Elliott, D., Hartley, A., & Atwell, E., (2004): ‘A fluency error categorization scheme to guide automated machine translation evaluation. In: Machine translation: from real users to research: 6th conference of the Association for Machine Translation in the Americas, AMTA 2004, Washington, DC, September 28 – October 2, 2004; ed. Robert E. Frederking and Kathryn B. Taylor (Berlin: Springer Verlag, 2004); pp. 64-73.

King, M. (1996). ‘Evaluating Natural Language Processing Systems’. In: Communications of the ACM (39) 1, pp.73–79.

Koponen, M. (2010): ‘Assessing Machine Translation Quality with Error Analysis’. In: Electronic Proceedings of the KäTu Symposium on Translation and Interpreting Studies 4 (2010).
Lehrberger, J., & Bourbeau, L., (2010): Machine Translation: Linguistic Characteristics of MT Systems and General Methodology of Evaluation, Lingvisticae Investigationes upplementa 15, Amsterdam/ Philadelphia: John Benjamins.

Papineni, K., Roukos, S., Ward, T. & Zhu, WJ. (2002): ‘BLEU: A Method for Automatic Evaluation of Machine Translation’. ACL 2002: Proceedings of the 40th Annual Meeting of the Association for Computer Linguistics. Philadelphia, July 2002 pp311-318.

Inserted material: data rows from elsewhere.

PR #2510, opened 2020-11-24
Fix C++17 TODOs

hrantzsch:
Just did two minor TODOs that we marked to be done with C++17.

### DIFF
--- a/src/lib/tls/asio/asio_stream.h
+++ b/src/lib/tls/asio/asio_stream.h
@@ -677,6 +677,8 @@ class Stream
        */
       void setup_native_handle(Connection_Side side, boost::system::error_code& ec)
          {
+         BOTAN_UNUSED(side);  // workaround: GCC 9 produces a warning claiming side is unused
+
          // Do not attempt to instantiate the native_handle when a custom (mocked) channel type template parameter has
          // been specified. This allows mocking the native_handle in test code.
          if constexpr(std::is_same<ChannelT, Channel>::value)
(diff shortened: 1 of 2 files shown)


src/lib/tls/asio/asio_stream.h
```diff
@@ -683,34 +675,37 @@ class Stream
        * @param side The desired connection side (client or server)
        * @param ec Set to indicate what error occurred, if any.
        */
-      template<class T = ChannelT>
-      typename std::enable_if<std::is_same<Channel, T>::value>::type
-      setup_native_handle(Connection_Side side, boost::system::error_code& ec)
+      void setup_native_handle(Connection_Side side, boost::system::error_code& ec)
```
randombit, line 678: This is triggering a strange error under GCC 9

```
src/tests/unit_asio_stream.cpp:191:46:   required from here
build/include/botan/asio_stream.h:678:48: error: parameter ‘side’ set but not used [-Werror=unused-but-set-parameter]
  678 |       void setup_native_handle(Connection_Side side, boost::system::error_code& ec)
```

AFAICT this is a compiler bug, maybe it is being fooled by the combination of `if constexpr` and the lambda. I think resolution is just to add `BOTAN_UNUSED(side)` at the beginning of the function?

randombit: (Only an error because we compile in CI with -Werror but I'd like to keep CI warning free)

hrantzsch: That seems to fix it. Thanks for the hint, would have been quite confusing to debug this issue otherwise!

randombit:
Looks great and thank you

PR #2511, opened 2020-11-24
Remove support for AES-128 OCB ciphersuites

randombit:


deknos:
why is this done? OCB provides AEAD and is not patent encumbered anymore, why did you delete it?

randombit:
This is only OCB with AES-128 - the OCB ciphersuites with AES-256 are retained. There didn't seem to be any reason to retain both given that even now nobody but us (AFAIK) supports the OCB TLS ciphersuites. Outside of TLS you can use OCB with any cipher you like.

lieser:
@randombit To me it looks like also some OCB ciphersuites with AES-256 were removed:
- `DHE_RSA_WITH_AES_256_OCB_SHA256`
- `DHE_PSK_WITH_AES_256_OCB_SHA256` (not really relevant, as `DHE_PSK` was removed completely in a later commit)

Was the removal of `DHE_RSA_WITH_AES_256_OCB_SHA256` intended?

randombit:
@lieser I think this was accidental!

PR #2512, opened 2020-11-24
Remove support for DHE_PSK

randombit:
Retains PSK and ECDHE_PSK


pist-eb (approved):
Looks good.
One question: what is the reason of removing the DHE_PSK?

randombit:
I would like to remove DHE from TLS all together as it is slower than ECDH by several factors (when compared on equivalent security level) and also TLS DH is poorly designed, in a way that FFDHE extension unfortunately does not fix. First the p,g parameters are always sent over the wire even when a known FFDHE group is used, wasting hundreds of bytes per handshake. Secondly in TLS the server is allowed to send any kind of arbitrarily bad DH group (too small, too large, poorly generated, small subgroups, etc), unlike ECDH where only known groups can be negotiated. DHE negotiations actually have much more overhead than ECDHE due to having to validate (however imperfectly) the server provided group.

The main reason to continue supporting DHE at all is to support old or misconfigured servers which do not support ECDHE. However this does not apply to DHE_PSK since in scenarios where TLS-PSK makes sense, like VPNs or embedded systems, typically the same party controls both sides and can configure them appropriately. In addition for embedded in particular, it would be better to use ECDHE due to improved computational performance and handshake bandwidth, unless the device is too limited in which case plain PSK make sense.

pist-eb:
Thank you for answer @randombit. Sounds reasonable / I asked because I thought that maybe there is any recent security issue with DHE_PSK found.

PR #2517, opened 2020-11-27
Allow custom RSA Private_Key in Client_Key_Exchange message

claudiushauptmann:
Custom RSA Private_Key implementations are currently not accepted by Client_Key_Exchange messages. To be able to integrate cryptography hardware that does not implement PKCS11 we need custom implementations.


randombit:
Looks good thank you

PR #2524, opened 2020-11-29
Add support for keyed Blake2b and also MAC via Blake2b.

AtomicNibble:
Hello,

I've added support for keyed Blake2b https://github.com/randombit/botan/issues/1397 just opening this PR for review / feedback on approach.

I quite like this way as this is now supported:

```cpp
auto mac = Botan::MessageAuthenticationCode::create("Blake2b(256)");  
mac->set_key(macKey);  
mac->update(data);  
auto digest= mac->final();  
```

But you can also set a key on Blake2b instance itself.

Tom.


src/lib/hash/blake2/blake2b.cpp
```diff
@@ -32,26 +32,58 @@ const uint64_t blake2b_IV[BLAKE2B_IVU64COUNT] = {
 }
 
 BLAKE2b::BLAKE2b(size_t output_bits) :
+   BLAKE2b(nullptr, 0, output_bits)
+   {
+   }
+
+BLAKE2b::BLAKE2b(const SymmetricKey& key, size_t output_bits) :
```
randombit, line 39: This is inconsistent with how the rest of the library treats objects, which are initialized un-keyed, later can be keyed/rekeyed. So I think both this constructor and the second taking keys as bytes should be removed here.

src/lib/hash/blake2/blake2b.cpp
```diff
@@ -181,26 +213,50 @@ void BLAKE2b::final_result(uint8_t output[])
...
+
 std::string BLAKE2b::name() const
    {
    return "BLAKE2b(" + std::to_string(m_output_bits) + ")";
    }
 
 HashFunction* BLAKE2b::clone() const
    {
-   return new BLAKE2b(m_output_bits);
+   return new BLAKE2b(m_padded_key_buffer.data(), m_key_size, m_output_bits);
```
randombit, line 228: This clones with the key set which is inconsistent with the rest of the library (`clone` is a terrible name given that it just copies the object type and not the object state, but changing it for just one type is more confusing than anything else)

src/lib/hash/blake2/blake2b.h
```diff
@@ -17,27 +18,41 @@ namespace Botan {
...
+      Key_Length_Specification key_spec() const override;
 
       HashFunction* clone() const override;
       std::string name() const override;
       void clear() override;
 
       std::unique_ptr<HashFunction> copy_state() const override;
 
-   private:
+   public:
```
randombit, line 49: `key_schedule` as well as `add_data` and `final_result` should be `private` - they are only called via other functions defined on the base class.

[This is mostly harmless now that the algorithm types aren't publicaly exposed but I'd like to keep it clear what is or is not callable APIs]

src/lib/mac/blake2mac/blake2bmac.cpp
```diff
@@ -0,0 +1,36 @@
+/*
+* BLAKE2b MAC
+* (C) 1999-2007,2014 Jack Lloyd
```
randombit, line 3: You should add your (C) statement here also

src/lib/mac/blake2mac/blake2bmac.h
```diff
@@ -0,0 +1,62 @@
...
+      verify_key_set(m_cipher.key_size() > 0);
+      m_cipher.final_result(out);
+      }
+
+   explicit BLAKE2bMAC(size_t output_bits = 512);
+
+   BLAKE2bMAC(const BLAKE2bMAC&) = delete;
+   BLAKE2bMAC& operator=(const BLAKE2bMAC&) = delete;
+private:
+   BLAKE2b m_cipher;
```
randombit, line 55: `m_cipher` is a weird name for this - maybe `m_blake`?

src/lib/mac/blake2mac/info.txt
```diff
@@ -0,0 +1,7 @@
+<defines>
+BLAKE2BMAC -> 20202311
```
randombit, line 2: Date format is YYYYMMDD not YYYYDDMM

(I should probably add a check for this in configure)

src/tests/data/mac/blake2bmac.vec
```diff
@@ -0,0 +1,1051 @@
+[BLAKE2b(224)]
```
randombit, line 1: Add a comment indicating where these came from

randombit (changes requested):
Overall looks great, some small changes required but happy to accept this feature and your general approach is fine.

src/lib/mac/blake2mac/info.txt
AtomicNibble: Yeah I tried to guess what it was haha

AtomicNibble:
Will make the changes suggested, thanks for taking the time to look over it.

src/tests/data/mac/blake2bmac.vec
AtomicNibble: The ones for 224, 256 and 384 I made manually(could not find any online not even in the RFC 😢) but did check they match outpout of Go for 256 and 384: https://play.golang.org/p/ktgwCpIfc19

Will add comments and link to source of 512 test vectors.

src/lib/hash/blake2/blake2b.cpp
AtomicNibble: I only added them as it's quite common in other libs to support keyed construction for Blake2b, but happy to remove it.

mouse07410:
I think it makes sense to have a keyed construction.

randombit:
A keyed constructor is fine in principle but it does not make sense that just one particular algorithm supports it when the rest do not.

randombit:
Looks good. I am not happy that all of the test vectors use a single key length (seems like it would be easy to miss a bug when handling shorter keys) but that seems to be a problem with the published BLAKE2 vectors. I may try generating some with OpenSSL or something to test other key lengths.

Pryzybocki, M., Sanders, G. & Le, A., (2006): ‘Edit Distance: A Metric for Machine Translation Evaluation’. In: LREC (2006).


  1. Tenet, not tenant.

  2. «Google Translator as their preferred option over Systran»

    Let me add that GT can be used just to have an idea of a text, but never for professional translations as it compromises confidentiality. Professional translators should never resort to it as they can be taken to court for this. Clients interested in preserving the confidentiality of their business should take this into account also.